• [Problem requirements] Produce an exact copy of the first line of the data below and each line after it, please, up to and including the one with "nginx官网的解释时这样的".

[Raw data Boundary: Start]

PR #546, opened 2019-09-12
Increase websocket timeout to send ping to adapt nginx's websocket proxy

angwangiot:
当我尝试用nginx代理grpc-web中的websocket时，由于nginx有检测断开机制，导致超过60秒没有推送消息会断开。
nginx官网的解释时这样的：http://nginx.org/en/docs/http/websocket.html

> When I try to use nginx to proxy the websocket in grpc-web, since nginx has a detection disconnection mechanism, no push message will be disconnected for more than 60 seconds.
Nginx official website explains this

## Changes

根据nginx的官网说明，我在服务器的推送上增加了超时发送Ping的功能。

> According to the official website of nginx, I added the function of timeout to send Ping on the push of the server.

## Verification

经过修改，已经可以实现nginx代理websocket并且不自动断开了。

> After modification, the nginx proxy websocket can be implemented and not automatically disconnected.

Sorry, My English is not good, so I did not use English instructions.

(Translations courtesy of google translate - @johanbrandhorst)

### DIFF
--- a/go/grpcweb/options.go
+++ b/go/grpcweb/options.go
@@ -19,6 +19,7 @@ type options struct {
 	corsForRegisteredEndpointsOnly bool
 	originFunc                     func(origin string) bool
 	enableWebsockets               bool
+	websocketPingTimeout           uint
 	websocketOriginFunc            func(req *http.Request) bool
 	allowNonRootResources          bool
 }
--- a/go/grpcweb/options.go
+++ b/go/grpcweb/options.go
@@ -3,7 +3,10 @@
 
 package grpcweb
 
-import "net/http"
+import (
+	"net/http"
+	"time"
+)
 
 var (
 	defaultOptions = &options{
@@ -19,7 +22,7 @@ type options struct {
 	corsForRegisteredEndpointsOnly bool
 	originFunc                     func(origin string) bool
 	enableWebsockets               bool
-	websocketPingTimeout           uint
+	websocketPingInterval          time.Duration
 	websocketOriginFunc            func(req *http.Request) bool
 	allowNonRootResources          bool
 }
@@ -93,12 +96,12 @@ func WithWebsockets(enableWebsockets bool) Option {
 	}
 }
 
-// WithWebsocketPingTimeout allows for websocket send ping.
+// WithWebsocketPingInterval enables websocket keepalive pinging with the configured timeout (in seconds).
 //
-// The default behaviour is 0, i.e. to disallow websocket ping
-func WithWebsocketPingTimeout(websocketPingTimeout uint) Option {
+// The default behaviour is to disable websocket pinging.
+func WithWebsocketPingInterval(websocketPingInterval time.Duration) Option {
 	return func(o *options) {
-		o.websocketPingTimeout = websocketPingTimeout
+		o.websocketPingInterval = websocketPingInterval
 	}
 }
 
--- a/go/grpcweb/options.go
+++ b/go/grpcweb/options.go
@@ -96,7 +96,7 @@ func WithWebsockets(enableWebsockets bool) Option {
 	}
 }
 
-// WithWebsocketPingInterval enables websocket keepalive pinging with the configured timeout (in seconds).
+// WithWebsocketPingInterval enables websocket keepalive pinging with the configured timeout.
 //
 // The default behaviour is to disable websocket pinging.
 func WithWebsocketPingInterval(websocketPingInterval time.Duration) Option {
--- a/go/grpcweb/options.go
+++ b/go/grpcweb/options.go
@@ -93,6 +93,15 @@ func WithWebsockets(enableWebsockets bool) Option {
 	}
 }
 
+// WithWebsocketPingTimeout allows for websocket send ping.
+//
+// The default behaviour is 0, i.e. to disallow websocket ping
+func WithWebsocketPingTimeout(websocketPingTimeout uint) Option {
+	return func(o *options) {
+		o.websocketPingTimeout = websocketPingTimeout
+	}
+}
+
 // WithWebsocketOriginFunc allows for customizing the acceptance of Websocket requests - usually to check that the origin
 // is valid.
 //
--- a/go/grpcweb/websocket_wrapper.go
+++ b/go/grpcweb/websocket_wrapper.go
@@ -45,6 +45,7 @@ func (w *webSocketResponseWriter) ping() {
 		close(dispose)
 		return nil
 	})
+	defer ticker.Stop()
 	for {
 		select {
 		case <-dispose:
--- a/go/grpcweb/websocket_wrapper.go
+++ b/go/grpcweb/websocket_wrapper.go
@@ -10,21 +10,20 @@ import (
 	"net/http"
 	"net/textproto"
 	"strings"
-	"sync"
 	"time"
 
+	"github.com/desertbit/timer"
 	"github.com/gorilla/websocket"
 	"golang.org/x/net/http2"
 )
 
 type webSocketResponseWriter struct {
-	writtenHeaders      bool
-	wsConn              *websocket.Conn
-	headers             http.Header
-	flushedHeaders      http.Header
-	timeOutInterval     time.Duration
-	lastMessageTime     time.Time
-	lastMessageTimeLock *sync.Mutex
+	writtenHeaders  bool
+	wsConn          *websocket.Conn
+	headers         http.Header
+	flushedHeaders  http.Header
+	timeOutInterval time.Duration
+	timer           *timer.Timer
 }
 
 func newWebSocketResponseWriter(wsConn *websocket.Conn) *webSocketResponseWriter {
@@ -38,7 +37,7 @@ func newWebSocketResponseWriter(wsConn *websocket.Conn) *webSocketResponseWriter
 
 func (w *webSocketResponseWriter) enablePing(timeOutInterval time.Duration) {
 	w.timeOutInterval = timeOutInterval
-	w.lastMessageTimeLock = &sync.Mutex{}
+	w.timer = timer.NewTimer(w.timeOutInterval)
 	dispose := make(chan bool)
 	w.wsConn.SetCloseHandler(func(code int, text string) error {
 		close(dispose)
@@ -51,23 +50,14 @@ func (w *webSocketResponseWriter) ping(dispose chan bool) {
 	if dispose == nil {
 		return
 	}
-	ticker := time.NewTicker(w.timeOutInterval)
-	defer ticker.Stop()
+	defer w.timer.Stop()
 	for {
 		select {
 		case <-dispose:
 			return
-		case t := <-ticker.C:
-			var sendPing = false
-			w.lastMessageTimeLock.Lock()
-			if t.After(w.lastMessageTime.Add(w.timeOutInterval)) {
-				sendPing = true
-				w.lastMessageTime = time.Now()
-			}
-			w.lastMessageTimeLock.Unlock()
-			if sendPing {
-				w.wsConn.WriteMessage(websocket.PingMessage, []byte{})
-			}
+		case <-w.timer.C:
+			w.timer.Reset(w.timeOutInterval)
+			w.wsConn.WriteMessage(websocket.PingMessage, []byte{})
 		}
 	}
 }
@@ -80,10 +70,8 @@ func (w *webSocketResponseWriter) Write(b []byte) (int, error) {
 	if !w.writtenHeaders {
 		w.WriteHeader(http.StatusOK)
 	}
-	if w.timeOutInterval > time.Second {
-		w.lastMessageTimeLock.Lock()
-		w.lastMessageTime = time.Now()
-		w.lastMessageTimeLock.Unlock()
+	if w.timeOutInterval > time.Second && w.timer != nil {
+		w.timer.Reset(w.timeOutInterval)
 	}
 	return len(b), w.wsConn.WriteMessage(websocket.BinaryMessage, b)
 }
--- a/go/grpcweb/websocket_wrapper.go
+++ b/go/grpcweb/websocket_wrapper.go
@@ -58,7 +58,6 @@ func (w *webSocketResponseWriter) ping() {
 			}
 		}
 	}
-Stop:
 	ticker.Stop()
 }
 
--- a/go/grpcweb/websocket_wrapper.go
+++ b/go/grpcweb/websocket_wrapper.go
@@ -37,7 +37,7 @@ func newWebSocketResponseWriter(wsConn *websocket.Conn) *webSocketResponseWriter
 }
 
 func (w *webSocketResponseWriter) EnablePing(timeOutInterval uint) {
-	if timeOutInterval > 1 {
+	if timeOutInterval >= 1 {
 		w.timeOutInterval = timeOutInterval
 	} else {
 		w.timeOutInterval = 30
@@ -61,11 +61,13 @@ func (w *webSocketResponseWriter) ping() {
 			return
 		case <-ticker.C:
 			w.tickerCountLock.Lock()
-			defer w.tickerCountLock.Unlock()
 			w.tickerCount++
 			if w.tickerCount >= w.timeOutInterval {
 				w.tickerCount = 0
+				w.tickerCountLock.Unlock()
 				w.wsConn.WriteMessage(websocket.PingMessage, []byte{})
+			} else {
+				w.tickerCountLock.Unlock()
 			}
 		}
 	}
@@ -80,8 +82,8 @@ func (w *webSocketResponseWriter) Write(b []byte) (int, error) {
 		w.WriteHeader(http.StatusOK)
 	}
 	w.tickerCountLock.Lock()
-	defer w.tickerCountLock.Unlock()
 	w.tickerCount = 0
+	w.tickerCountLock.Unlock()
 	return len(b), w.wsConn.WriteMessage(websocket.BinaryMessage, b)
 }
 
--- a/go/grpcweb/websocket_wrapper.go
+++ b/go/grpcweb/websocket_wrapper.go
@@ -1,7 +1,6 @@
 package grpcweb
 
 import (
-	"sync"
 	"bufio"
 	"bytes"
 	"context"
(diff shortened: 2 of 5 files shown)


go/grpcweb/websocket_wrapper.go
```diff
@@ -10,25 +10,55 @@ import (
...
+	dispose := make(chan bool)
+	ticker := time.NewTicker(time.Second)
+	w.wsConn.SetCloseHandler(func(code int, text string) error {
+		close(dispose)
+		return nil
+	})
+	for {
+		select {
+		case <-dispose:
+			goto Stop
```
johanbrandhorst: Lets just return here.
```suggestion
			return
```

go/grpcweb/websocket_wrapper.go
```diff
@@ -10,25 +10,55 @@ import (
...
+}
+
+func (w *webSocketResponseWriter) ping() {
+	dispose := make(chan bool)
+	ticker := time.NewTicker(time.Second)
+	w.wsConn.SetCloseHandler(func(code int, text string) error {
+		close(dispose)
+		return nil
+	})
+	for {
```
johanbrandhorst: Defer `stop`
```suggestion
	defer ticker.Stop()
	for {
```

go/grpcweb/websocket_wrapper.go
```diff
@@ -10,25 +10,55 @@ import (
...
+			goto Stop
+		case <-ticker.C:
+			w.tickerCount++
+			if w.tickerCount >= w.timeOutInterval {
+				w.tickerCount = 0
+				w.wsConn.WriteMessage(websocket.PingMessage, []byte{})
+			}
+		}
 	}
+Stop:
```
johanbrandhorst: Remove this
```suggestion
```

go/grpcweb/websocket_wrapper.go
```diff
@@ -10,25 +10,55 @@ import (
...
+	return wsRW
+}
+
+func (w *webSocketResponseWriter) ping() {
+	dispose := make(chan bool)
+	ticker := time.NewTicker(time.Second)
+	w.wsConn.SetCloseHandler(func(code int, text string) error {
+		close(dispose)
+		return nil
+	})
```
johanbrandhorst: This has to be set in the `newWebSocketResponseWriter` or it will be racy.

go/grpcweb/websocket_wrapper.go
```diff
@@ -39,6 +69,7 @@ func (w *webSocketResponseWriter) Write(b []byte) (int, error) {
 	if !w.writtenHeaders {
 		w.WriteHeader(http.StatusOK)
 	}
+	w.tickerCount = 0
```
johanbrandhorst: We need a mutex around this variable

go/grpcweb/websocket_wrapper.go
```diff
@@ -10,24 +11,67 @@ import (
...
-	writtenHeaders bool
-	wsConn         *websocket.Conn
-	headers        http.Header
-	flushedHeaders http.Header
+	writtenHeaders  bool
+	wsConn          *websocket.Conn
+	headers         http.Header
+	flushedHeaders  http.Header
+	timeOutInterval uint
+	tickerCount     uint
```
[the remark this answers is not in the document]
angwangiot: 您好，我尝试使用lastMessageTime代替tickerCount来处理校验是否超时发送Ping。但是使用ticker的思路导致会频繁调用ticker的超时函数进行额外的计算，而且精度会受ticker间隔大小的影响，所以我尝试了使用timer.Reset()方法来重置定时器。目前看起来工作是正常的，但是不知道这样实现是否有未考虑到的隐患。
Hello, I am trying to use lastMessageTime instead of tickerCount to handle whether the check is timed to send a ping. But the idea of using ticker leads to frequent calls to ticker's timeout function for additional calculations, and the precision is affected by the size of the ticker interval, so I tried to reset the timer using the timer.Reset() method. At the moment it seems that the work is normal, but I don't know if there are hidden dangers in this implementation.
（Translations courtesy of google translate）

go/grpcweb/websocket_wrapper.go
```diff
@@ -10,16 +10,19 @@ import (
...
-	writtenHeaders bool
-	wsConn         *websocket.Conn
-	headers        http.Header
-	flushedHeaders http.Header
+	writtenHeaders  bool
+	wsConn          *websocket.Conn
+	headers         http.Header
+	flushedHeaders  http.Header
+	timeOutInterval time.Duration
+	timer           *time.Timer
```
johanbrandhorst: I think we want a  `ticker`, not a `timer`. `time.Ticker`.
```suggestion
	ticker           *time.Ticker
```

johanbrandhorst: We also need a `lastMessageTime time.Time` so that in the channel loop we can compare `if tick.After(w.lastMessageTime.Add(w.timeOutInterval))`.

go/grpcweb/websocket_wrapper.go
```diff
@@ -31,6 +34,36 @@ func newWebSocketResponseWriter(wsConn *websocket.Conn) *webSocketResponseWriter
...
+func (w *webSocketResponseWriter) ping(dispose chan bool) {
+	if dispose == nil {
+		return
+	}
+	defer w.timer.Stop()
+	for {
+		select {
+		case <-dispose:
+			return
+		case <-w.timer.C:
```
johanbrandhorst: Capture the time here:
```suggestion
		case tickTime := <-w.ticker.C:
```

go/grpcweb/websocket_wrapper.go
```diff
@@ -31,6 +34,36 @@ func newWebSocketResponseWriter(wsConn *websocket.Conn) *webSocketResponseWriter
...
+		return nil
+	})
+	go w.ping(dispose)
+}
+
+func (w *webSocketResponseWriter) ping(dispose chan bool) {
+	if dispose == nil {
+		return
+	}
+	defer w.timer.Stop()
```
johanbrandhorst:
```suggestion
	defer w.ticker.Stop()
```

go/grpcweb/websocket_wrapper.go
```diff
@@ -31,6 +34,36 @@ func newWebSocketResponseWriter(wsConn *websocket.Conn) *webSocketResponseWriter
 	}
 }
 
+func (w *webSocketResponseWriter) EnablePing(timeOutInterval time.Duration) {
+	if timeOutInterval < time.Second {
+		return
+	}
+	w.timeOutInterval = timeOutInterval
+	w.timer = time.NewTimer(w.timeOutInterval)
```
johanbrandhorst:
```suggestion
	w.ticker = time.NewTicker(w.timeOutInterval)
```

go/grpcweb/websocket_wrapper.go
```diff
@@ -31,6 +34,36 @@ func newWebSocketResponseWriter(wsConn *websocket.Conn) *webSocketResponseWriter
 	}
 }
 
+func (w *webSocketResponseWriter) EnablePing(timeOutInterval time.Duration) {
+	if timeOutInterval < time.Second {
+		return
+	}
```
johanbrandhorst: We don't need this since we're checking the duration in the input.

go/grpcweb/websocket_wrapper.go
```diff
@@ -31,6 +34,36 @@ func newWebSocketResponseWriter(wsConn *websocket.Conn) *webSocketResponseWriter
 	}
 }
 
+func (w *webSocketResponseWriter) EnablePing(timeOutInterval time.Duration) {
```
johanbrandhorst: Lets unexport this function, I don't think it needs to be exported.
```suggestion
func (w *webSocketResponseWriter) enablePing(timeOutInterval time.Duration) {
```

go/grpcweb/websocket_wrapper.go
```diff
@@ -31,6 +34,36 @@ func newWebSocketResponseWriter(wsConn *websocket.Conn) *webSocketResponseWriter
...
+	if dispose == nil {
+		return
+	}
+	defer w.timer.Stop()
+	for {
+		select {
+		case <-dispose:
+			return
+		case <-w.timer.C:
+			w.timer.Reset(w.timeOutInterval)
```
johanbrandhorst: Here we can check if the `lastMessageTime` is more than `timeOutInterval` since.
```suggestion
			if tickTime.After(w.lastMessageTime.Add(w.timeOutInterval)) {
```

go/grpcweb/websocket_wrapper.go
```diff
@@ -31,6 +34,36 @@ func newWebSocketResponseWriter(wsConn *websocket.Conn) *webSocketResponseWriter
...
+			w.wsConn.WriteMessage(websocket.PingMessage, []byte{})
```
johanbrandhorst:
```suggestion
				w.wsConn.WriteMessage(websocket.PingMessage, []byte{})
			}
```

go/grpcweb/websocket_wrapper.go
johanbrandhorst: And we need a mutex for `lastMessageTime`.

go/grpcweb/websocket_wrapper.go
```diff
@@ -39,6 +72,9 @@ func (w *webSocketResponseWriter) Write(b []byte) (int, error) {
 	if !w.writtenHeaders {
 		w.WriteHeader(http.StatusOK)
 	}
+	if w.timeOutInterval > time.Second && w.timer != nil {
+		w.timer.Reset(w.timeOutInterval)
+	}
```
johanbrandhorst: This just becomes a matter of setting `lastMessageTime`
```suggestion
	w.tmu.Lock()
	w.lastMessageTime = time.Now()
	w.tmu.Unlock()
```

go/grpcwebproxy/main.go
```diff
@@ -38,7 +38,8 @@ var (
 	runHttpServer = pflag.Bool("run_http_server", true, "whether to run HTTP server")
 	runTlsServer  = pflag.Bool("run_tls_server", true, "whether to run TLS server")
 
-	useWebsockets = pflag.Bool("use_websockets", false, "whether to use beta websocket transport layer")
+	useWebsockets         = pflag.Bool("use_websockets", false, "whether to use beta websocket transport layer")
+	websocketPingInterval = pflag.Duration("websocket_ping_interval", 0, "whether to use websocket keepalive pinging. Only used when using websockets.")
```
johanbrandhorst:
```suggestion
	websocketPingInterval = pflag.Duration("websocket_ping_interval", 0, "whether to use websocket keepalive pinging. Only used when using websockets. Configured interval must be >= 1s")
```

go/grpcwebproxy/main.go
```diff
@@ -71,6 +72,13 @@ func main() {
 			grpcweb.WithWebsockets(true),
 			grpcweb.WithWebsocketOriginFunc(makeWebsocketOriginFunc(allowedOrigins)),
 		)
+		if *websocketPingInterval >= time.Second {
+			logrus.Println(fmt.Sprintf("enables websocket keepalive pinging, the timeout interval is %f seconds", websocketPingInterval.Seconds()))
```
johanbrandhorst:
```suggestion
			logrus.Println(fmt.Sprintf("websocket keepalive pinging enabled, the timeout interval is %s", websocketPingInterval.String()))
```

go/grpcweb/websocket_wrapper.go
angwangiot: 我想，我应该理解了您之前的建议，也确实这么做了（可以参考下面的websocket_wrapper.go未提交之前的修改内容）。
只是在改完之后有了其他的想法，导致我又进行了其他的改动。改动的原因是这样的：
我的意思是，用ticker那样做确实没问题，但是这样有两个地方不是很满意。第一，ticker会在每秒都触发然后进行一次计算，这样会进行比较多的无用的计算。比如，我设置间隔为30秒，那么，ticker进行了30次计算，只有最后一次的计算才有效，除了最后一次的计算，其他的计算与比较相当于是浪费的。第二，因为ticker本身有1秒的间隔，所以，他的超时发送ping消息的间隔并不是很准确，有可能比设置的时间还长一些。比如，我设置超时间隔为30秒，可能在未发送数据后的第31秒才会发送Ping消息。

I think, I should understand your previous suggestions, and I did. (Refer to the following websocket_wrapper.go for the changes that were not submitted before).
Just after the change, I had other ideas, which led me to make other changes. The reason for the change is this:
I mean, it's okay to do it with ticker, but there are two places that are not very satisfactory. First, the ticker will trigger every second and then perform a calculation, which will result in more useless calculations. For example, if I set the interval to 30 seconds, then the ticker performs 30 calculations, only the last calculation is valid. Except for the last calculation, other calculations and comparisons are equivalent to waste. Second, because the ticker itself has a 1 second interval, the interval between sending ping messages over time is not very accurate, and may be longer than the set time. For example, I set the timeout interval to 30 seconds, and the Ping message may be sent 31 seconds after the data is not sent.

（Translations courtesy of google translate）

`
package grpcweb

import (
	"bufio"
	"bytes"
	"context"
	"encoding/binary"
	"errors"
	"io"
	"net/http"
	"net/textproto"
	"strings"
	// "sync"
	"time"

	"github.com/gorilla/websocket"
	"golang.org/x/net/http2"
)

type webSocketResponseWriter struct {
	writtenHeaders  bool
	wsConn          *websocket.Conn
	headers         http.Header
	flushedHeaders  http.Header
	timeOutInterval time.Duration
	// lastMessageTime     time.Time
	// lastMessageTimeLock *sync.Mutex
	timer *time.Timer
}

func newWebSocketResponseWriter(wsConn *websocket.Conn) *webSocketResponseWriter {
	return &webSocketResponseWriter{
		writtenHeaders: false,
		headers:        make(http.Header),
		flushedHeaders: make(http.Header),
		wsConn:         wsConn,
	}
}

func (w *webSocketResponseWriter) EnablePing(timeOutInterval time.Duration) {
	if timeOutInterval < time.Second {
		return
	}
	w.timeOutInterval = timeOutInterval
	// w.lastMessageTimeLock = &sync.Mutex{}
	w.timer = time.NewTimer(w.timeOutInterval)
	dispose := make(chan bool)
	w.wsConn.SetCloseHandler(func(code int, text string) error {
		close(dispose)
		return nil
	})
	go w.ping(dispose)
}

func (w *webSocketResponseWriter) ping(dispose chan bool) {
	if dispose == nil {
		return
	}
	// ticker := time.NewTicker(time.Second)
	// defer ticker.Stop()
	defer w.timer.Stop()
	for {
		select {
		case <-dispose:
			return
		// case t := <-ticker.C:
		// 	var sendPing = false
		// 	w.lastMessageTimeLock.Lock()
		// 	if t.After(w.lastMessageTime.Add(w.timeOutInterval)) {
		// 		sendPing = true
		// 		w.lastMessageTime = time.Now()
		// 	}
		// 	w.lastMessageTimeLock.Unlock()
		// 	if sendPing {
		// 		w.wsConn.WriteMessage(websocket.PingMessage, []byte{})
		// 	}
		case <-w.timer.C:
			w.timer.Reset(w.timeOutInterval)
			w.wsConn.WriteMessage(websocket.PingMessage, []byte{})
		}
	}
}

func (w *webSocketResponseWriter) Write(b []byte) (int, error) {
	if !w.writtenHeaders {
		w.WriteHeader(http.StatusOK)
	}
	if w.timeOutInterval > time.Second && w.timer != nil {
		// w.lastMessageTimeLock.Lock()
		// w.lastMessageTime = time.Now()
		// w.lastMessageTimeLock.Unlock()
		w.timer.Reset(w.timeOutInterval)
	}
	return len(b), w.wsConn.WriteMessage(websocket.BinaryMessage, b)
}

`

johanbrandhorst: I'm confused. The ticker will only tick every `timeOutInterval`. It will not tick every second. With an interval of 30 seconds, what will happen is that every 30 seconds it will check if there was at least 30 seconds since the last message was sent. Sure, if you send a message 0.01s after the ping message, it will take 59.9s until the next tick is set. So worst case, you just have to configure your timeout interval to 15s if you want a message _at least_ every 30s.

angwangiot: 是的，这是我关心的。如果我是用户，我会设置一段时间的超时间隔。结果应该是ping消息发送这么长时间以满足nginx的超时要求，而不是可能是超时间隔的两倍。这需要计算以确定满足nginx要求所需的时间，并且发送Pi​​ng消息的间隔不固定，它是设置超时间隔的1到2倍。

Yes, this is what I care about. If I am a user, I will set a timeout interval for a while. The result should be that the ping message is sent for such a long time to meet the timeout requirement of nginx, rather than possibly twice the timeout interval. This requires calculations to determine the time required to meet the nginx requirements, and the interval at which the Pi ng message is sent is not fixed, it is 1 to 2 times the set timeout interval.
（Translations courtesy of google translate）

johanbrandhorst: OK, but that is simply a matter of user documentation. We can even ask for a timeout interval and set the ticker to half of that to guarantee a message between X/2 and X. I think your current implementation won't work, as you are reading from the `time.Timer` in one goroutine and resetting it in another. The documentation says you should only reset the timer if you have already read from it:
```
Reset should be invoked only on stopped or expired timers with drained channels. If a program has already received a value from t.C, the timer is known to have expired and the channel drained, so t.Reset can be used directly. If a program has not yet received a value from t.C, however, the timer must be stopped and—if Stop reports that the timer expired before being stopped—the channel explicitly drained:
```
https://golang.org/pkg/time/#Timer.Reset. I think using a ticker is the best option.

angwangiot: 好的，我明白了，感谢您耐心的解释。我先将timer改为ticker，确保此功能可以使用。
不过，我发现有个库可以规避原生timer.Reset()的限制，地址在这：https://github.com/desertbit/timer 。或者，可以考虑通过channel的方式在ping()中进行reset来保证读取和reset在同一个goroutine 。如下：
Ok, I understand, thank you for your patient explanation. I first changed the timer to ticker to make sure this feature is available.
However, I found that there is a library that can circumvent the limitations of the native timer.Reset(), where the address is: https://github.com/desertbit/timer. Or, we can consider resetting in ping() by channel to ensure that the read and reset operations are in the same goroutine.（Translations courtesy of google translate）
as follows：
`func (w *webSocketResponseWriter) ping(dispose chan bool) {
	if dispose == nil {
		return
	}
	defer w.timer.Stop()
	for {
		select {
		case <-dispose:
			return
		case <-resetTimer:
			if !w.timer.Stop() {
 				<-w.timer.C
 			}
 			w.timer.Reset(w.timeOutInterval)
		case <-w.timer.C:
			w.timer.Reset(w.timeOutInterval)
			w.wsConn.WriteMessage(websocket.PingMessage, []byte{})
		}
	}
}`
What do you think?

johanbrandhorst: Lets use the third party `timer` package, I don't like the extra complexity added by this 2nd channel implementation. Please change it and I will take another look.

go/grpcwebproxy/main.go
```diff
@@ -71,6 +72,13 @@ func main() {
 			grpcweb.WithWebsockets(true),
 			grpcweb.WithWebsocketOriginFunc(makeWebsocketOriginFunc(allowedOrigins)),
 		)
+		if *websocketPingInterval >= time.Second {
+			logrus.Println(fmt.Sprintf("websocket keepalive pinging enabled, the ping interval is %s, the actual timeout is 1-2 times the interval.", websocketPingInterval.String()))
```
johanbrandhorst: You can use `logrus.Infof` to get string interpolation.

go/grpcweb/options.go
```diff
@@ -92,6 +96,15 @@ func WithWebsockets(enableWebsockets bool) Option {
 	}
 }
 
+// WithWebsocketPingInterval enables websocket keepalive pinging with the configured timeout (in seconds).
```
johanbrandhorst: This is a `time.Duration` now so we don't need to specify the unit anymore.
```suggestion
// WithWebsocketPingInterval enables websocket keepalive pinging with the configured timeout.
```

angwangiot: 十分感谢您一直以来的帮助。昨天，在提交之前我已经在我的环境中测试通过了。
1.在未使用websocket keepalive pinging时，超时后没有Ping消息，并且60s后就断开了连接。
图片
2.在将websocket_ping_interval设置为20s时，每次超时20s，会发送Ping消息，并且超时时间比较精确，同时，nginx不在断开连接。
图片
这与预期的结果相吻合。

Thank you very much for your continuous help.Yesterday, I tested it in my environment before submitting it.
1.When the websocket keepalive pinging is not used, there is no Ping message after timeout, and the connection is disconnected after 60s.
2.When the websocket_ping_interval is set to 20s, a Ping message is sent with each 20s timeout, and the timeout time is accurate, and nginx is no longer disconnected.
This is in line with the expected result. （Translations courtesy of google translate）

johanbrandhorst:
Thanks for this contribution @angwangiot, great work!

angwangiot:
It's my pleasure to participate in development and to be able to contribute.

[Raw data Boundary: End]

• [Answer space]
PR #546, opened 2019-09-12
Increase websocket timeout to send ping to adapt nginx's websocket proxy

angwangiot:
当我尝试用nginx代理grpc-web中的websocket时，由于nginx有检测断开机制，导致超过60秒没有推送消息会断开。
nginx官网的解释时这样的：http://nginx.org/en/docs/http/websocket.html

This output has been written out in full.